# Work to complete:
Go through the records and filter out every line lacking the word "commands"; copy the lines that remain.

▬▬▬▬▬▬▬▬▬▬

PR #443, opened 2026-07-27
[ACI-5241] Auth and shell improvements, bugfixes

zsolt-marta-bitrise:
[ACI-5241](https://bitrise.atlassian.net/browse/ACI-5241)

The xcodebuild health-check gate that used to live here is now **#444**, stacked on this branch. This PR is the activation, auth and doctor work.

## What this fixes

- `activate --interactive` signs you in through the browser instead of making you create a PAT by hand.
- The browser login now survives a machine where localhost isn't reachable (RDE), by accepting a pasted callback URL.
- Interactive setup starts the proxies the selected tools need, so they aren't per-terminal-session.
- `activate` no longer destroys a browser login by rewriting the stored credential without its refresh token.
- `auth logout` finds the browser login again (it was the same destroyed credential).
- `auth logout` and `auth clear` now mean clearly different things, and each only clears what it says.
- Bazel uses the credential helper for OAuth too, instead of a token literal that goes stale.
- `auth set`, `auth clear` and `auth logout` work on a host with no OS keychain (headless Linux) instead of failing.
- `doctor --fix` repairs everything unprompted like `lint --fix`; `--fix --interactive` asks first.
- `esc` aborts every interactive form, and the abort is advertised in the help.
- The workspace picker no longer lags or drops keystrokes on accounts with many workspaces.
- `activate --interactive` no longer kills its own process on a machine that has activated before.
- Signing in moves credentials out of the config file into the keychain instead of leaving a copy behind.
- A rejected token stops burning the retry budget on every upload, download and FindMissingBlobs call.
- The benchmark phase is no longer written into your shell rc files, where it disabled the cache permanently.
- The enrichment retrier sweeps orphans at startup instead of waiting out a full interval.
- `activate bazel` / `activate gradle` name the CLI so `$PATH` resolves it, instead of baking in a path that breaks when the binary moves or was temporary.
- The Bazel credential helper now names `doctor --fix --interactive` when it finds no credentials, instead of only blaming an env var.
- A sign-in slow enough to take over standard input now stops and says how to continue, instead of letting the next prompt drop keystrokes.
- The interactive terminal flows live in one package now, and the OAuth package no longer owns stdin plumbing.

## Summary

Local-dev-setup gaps found on the 07.27 discovery meeting, plus the bugs that showed up while testing the fix on a real machine. Setting up the cache locally still required steps the CLI could do itself — creating a personal access token by hand, starting the proxies per terminal session — and several of the auth paths around it were quietly lossy: a browser login could be destroyed by the next `activate`, `auth logout` couldn't find it, and Bazel ignored it entirely.

`activate --interactive` now signs you in through the browser and starts the proxies your selected tools need, the OAuth flow survives a host where the browser can't reach the CLI's loopback listener (RDE), a browser login survives activation and works for every build tool, and `doctor --fix` behaves like `lint --fix` with an opt-in picker.

## Changes

**1. Interactive setup launches the OAuth login**

Auth is resolved *before* the huh form — the sign-in prints logs, opens a browser and reads stdin, none of which composes with a full-screen form. When nothing is stored and the env vars aren't set, the wizard announces the sign-in and waits for Enter (no browser opening out of nowhere); `s`/`skip`/`n` or EOF falls back to the manual token prompt, as does a failed login. A stored OAuth login is now also refreshed, which the wizard previously didn't do — an expired one was used as-is. When the sign-in is skipped because credentials already exist, the first screen says where they came from, so it's clear which identity is about to be activated.

**2. Callback-URL paste fallback for RDE sessions**

`oauth.Config.PasteReader` (set to stdin only when it's a terminal) races the loopback callback against lines pasted into the terminal. The hint is printed upfront, next to the authorize URL. `parsePastedCallback` accepts a full URL, a bare `?query`, or just the params; an unusable paste re-prompts, while a provider denial or a state mismatch ends the wait. Validation is shared with the HTTP handler via `parseCallbackParams` so the two paths can't drift.

**3. Interactive setup brings the daemon up**

After activation, only the services the selected tools need get registered and started — Xcode → `xcelerate-proxy`, ccache → `ccache-helper`; Gradle and Bazel talk to the cache directly and get none. Behind a confirm step, since it writes a LaunchAgent / systemd unit. Failures warn with the manual `daemon install` fallback rather than failing an activation that already succeeded.

Tool selection runs as its own form so the daemon question is only *built* when the selection needs a proxy — huh's accessible mode (`TERM=dumb`) walks every group and ignores `WithHideFunc`, so hiding it would still have prompted a Gradle-only user. Pinned by `TestHuhAccessibleModeIgnoresGroupHideFunc`.

**4. `activate` no longer destroys a browser login, and Bazel uses it**

`PersistActivateCreds` rebuilt the stored credential from just the token and workspace, so activating after a browser sign-in wrote back a record with the refresh token, JWT, expiries and username dropped. That's why `auth logout` reported nothing to log out: the OAuth-managed record it looks for no longer existed. Activation now merges into the existing record when the token still matches, and replaces it only when it doesn't.

Two related fixes in the same area:

- `oauth.Clear()` wiped both credential backends, contradicting the message it printed. It now clears only the backend the login was found in (`ClearFrom(source)`), which is also what makes `auth clear` (drop everything) and `auth logout` (end the browser session) mean different things.
- Loading now prefers an OAuth-managed credential over a manual one when both backends hold something, instead of taking whichever backend was checked first.
- A keychain that refuses to store falls back to the multiplatform config file rather than failing the login outright.

Local Bazel activation wrote a literal `Bearer <token>` into `~/.bazelrc`, which cannot work for OAuth: the PAT is short-lived and the file would hold a stale one. Local dev now routes both PAT and OAuth through `--credential_helper=*.services.bitrise.io=<CLI>`, so Bazel asks the CLI per request and gets a refreshed token, and no credential lands on disk. CI is unchanged and still gets the literal header — `bazelrc.gotemplate` gates the helper on `CLIPath && !CIProvider`, deliberately, to avoid spawning the CLI per RPC.

**5. `doctor --fix` behaves like `lint --fix`; the picker is `--interactive`**

`--fix` repairs everything it can without asking (skipping the auth fix, which needs a terminal, with a note). `--fix --interactive` prints the recap first, then a picker with errors preselected and warnings opt-in, and offers the OAuth sign-in for an auth problem by reusing the wizard's sign-in code rather than a second implementation. `--interactive` implies `--fix`, and fails on `--json` or without a TTY. Logs that suggest a repair name `doctor --fix --interactive`, matching what `activate` advertises.

**6. Escape aborts every interactive form**

Abort was `ctrl+c` only, unadvertised, and came out as a wrapped error plus a cobra usage dump. A shared keymap (`internal/tui`) binds `esc` alongside `ctrl+c` on every form and shows it in the help, including the manual PAT fallback prompt; huh's abort becomes `ErrAborted`, so the wizard, `auth login` and the doctor picker all report a plain cancellation. `esc` is safe to take because its other huh bindings (set/clear filter) are only enabled while filtering is on, which no field here turns on — the trade-off is that enabling type-to-filter on the picker later would need `esc` back.

**7. Workspace picker performance**

The picker lagged between items on accounts with many workspaces. huh applies its default height only to dynamic `OptionsFunc` fields, so a static `Options()` list renders in full — measured at 81 workspaces, that's an **82-line, 6.1 KB frame repainted per keypress**; `Height(12)` brings it to 12 lines and 923 B. (The residual per-keypress cost is linear in option count inside huh, ~3 ms at 81 — fine here, but it's why a much larger list would still drag.)

Separately, the picker dropped keystrokes and sometimes hung: the OAuth paste-reader goroutine was still blocked on stdin when the form started, so the two competed for input. The reader is now only armed after a grace period, so a browser that reaches the loopback listener never touches stdin at all.

When the grace *does* elapse — a slow SSO + MFA sign-in — the reader cannot be unarmed: Go treats character devices as non-pollable, so `SetReadDeadline` is rejected for any tty, and (measured under a pty) opening `/dev/tty` with `O_NONBLOCK` doesn't change that. So the paster reports that stdin is spoken for, `loginAndStore` returns `ErrStdinUnusable` rather than showing the picker, and each caller offers a way through without a prompt: `auth login --workspace <slug>` (with the workspaces listed, since it can still ask the API), the new `activate --interactive --workspace <slug>`, or simply rerunning the wizard — the credential is already saved, so the second run skips the sign-in and has a clean stdin. Raised in review; raising the grace instead would only move the cliff.

**8. `activate` no longer terminates its own process**

`makeSureCLIIsNotRunning` killed every running CLI process including the one doing the activating, so `activate --interactive` died mid-run on any machine that had activated before. It now skips its own PID, and `copyCLIToXcelerateBinDir` short-circuits when the binary is already in place instead of copying a file onto itself.

**9. Keychain migration is a move, not a copy**

Signing in scrapes credentials out of the multiplatform config file into the keychain. It left the file copy behind, so a token stayed on disk after a migration that was supposed to remove it. Verified on an RDE before and after: file only → keychain only.

**10. A rejected token no longer burns the retry budget**

An `Unauthenticated` upload was retried four times over ~3.3 s. A 401 is not transient, so the KV writer now aborts the retry loop on it (1 attempt, ~340 ms) and the error carries a sentinel the callers match on.

The read paths had the same problem in two places. `download` matched `Unauthenticated` with a bare `status.FromError`, which misses the rejection when the stream surfaces it wrapped, and `findMissing` had its abort flags **inverted** — it retried a rejected token three times and aborted on the transient errors the retry wrapper existed for. Both now go through the same `isUnauthenticated` check.

**11. The auth commands work without an OS keychain**

A Linux host with no secret-service on the session bus has no keychain — normal for headless machines, containers and most CI. `auth set` failed outright there, `auth logout` failed while reading, and `auth clear` aborted on the keychain *before* reaching the config file, so there was no way to remove the credentials the machine actually had.

Keychain errors that mean "there is no keychain here" are now classified as `keychain.ErrUnavailable`, matched on the **dbus error name** (`org.freedesktop.DBus.Error.ServiceUnknown`, `Spawn.*`, `NoServer`) rather than its human-facing message, plus `ErrUnsupportedPlatform` and the one case godbus reports as a plain error (no session bus at all). Reads fall through to the next backend, `auth set` falls back to the config file, `auth clear` skips the keychain and carries on, and `doctor`'s keychain smoke test warns instead of erroring — a host keeping its credentials in the config file is a working setup, not a broken one.

`auth status` still shows the distinction, since it reads the keychain directly rather than through the store.

**12. Generated configs no longer point at a temporary CLI path**

`activate bazel` and `activate gradle` baked `os.Executable()` into `~/.bazelrc` and the Gradle init script. Run through `go run .`, that is a path under `$TMPDIR/go-build*/` which Go deletes when the command exits — so `--credential_helper=*.services.bitrise.io=<path>` and the init script's `commandLine("<path>", "auth", "token")` both pointed at a binary that was already gone. Same for a release tarball unpacked in `/tmp`. Reported from a local Bazel run.

Both consumers can name the CLI without a path: the Gradle init script runs a bare command, and Bazel looks up a credential-helper value containing no path separators in `$PATH` (verified against Bazel itself, below). So `internal/clibin` resolves to the bare `bitrise-build-cache` whenever that name resolves — **not only when the running binary is on a transient path**, which is where I first drew the line and which still pinned an absolute path for the ordinary case of an installed CLI. Those paths go stale the moment an upgrade moves the binary, which is the whole reason to prefer `$PATH`.

The real path is the fallback for a host where nothing answers to that name, and when neither is available the caller decides: Bazel keeps the literal header (a token on disk still authenticates, an unspawnable helper fails every build), Gradle keeps the bare name plus a warning. The decision is a pure function, `resolvePath(exe, onPATH)`, so all four combinations are covered rather than just the ones a test binary's own path can reach. The bare-name default is applied while building the template inventory, not in the template: `bazelrc.gotemplate` still requires a non-empty `CLIPath`, so an inventory built without one can't produce `--credential_helper=<scope>=` with nothing after the `=`.

`internal/clibin` also absorbs the transient-path copy that `daemon install` needs — a LaunchAgent has no useful `$PATH`, so a supervisor really does need an absolute path. It used to live in `internal/daemon`, unreachable from the activate commands.

**13. The Bazel credential helper says how to fix missing auth**

Bazel spawns the helper per RPC and surfaces only its stderr, so that one line is all an unauthenticated build gives you. It used to be the resolver's raw error — `BITRISE_BUILD_CACHE_AUTH_TOKEN or BITRISEIO_BITRISE_SERVICES_ACCESS_TOKEN environment variable not set` — which is misleading here: the keychain and the config file were checked too, and setting an env var is the *least* likely fix for a local build. It now states all three sources were empty and names `bitrise-build-cache doctor --fix --interactive`.

**14. Two messages that could name the wrong backend**

`doctor --fix --interactive` reported `saved credentials to OS keychain` unconditionally, but both prompts behind it can land in the config file (on CI, or when the keychain refuses the write). The location is gone from that line — its signature can't tell, and `auth status` is the source of truth for where a credential lives.

The wizard made the same assumption: a fresh login was recorded as `AuthSourceKeychain` regardless of where `loginAndStore` actually put it. It now reports the `store.Kind` it used, so a keychain-less host describes the config file and writes a later display-name change there, instead of warning about a keychain that isn't present. Both raised in review.

**15. Benchmark phase no longer written into shell rc files**

`ApplyBenchmarkPhase` exported `BITRISE_BUILD_CACHE_BENCHMARK_PHASE_*` into `~/.bashrc` and `~/.zshrc`. The phase is per-build, but an rc entry outlives the build — and `GetBenchmarkPhase` short-circuits on the env var *before* calling the API, so a single baseline result pinned the phase permanently. Baseline disables the cache, so local Gradle builds silently stopped using it. Persistent self-hosted runners with a shared home were affected identically.

Nothing on CI read it. Bitrise and GHA both run steps in non-interactive shells, which don't source `.bashrc`/`.zshrc` (verified: `bash -c`, `bash -e -c` and `bash -l -c` all see nothing; only `bash -i` does). Propagation stays `envman` / `GITHUB_ENV`, plus the phase file — which is what React Native's activator and `LogBenchmarkSummary` already read *exclusively*, and what the Xcode wrapper falls back to when a GHA step activates and builds in one shell. The `BITRISE_BUILD_CACHE_BENCHMARK_PHASE_XCODE` pin in `bitrise.yml` works through the env-var short-circuit and is untouched.

The rc export was never part of the design — `bc03e37` describes only the env var and the file. It came along with `EnvExporter`, whose shell-rc method exists for the xcelerate `PATH` block (a legitimate use: `PATH` *must* persist into interactive shells). Both benchmark appliers now take a narrower interface with only `Export`, so the method isn't reachable.

**16. Enrichment retrier sweeps at startup**

`Retrier.Run` only swept on its ticker, so orphans left by a previous process sat for a full interval (5 min default) while the doctor reported them as pending. It now sweeps once before the first tick.

`TestRetrier_StartupOrphanSweep_RemovesOldUntouched` asserted this but could never have passed: it built records with `Attempts=0`, a shape no code path writes (`Enricher` always sets `Attempts=1` + `FirstAttempt`) and which `Sweep` skips *before* the age check. Reshaped to what the enricher actually stores and renamed to what it verifies. Note `Sweep` still ignores `Attempts==0` records outright, so any written by an older CLI would leak — flagged, not changed here.

**Supporting refactors** (first commit, no behavior change)

- `internal/doctor` exports its result API (`EffectiveState`, `EffectiveOverall`, `ItemDisplay`, `Partition`). `cmd/doctor` delegates to it instead of keeping its own copies.
- The supervisor-registration logic (transient-binary copy, shadowed-binary warning) moved from `cmd/daemon/install.go` into `internal/daemon`, since `cmd/common` can't import `cmd/daemon` (import cycle).
- `internal/tui` holds the shared form chrome (abort keymap, select height/width, `RunForm`) so `internal/authprompt` and `cmd/doctor` can use it without importing each other.
- **The interactive terminal flows moved to `cmd/common/interactive`.** `cmd/common` had accumulated fifteen files for the wizard, the browser login, the form chrome and the prompts, interleaved with the rest of the command layer; they now sit in one package and lose the `interactive_`/`activate_interactive_` prefixes that were standing in for a package name. `hydrateStoredAuth` stays behind in `cmd/common` (the root command calls it, and it needs nothing interactive), which is what keeps the dependency one-way: `interactive` → `common`, never back.
- **`internal/oauth` no longer owns stdin.** It takes a `CallbackFallback` — a hook supplying the authorization code when the browser can't reach the loopback listener — and keeps only the race and the state check. The terminal half (the grace period, the read deadline, the warning when it can't be unarmed) lives with the caller. `ParsePastedCallback` is exported so a fallback can't skip the state check.
- **The interactive terminal flows moved to `cmd/common/interactive`.** `cmd/common` had accumulated fifteen files for the wizard, the browser login, the form chrome and the prompts, interleaved with the rest of the command layer; they now sit in one package and lose the `interactive_`/`activate_interactive_` prefixes that were standing in for a package name. `hydrateStoredAuth` stays behind in `cmd/common` (the root command calls it, and it needs nothing interactive) which is what keeps the dependency one-way: `interactive` → `common`, never back.
- **`internal/oauth` no longer owns stdin.** It takes a `CallbackFallback` — a hook that supplies the authorization code when the browser can't reach the loopback listener — and keeps only the race and the state check. The terminal half (the grace period before stdin is armed, the read deadline that unblocks it, the warning when it can't be) lives with the caller. `ParsePastedCallback` is exported so a fallback cannot skip the state check.
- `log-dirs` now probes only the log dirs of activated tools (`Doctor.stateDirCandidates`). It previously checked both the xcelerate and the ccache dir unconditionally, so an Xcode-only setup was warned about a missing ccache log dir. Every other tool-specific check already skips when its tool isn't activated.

▬▬▬▬▬▬▬▬▬▬

# Worked solution:
**11. The auth commands work without an OS keychain**
`internal/clibin` also absorbs the transient-path copy that `daemon install` needs — a LaunchAgent has no useful `$PATH`, so a supervisor really does need an absolute path. It used to live in `internal/daemon`, unreachable from the activate commands.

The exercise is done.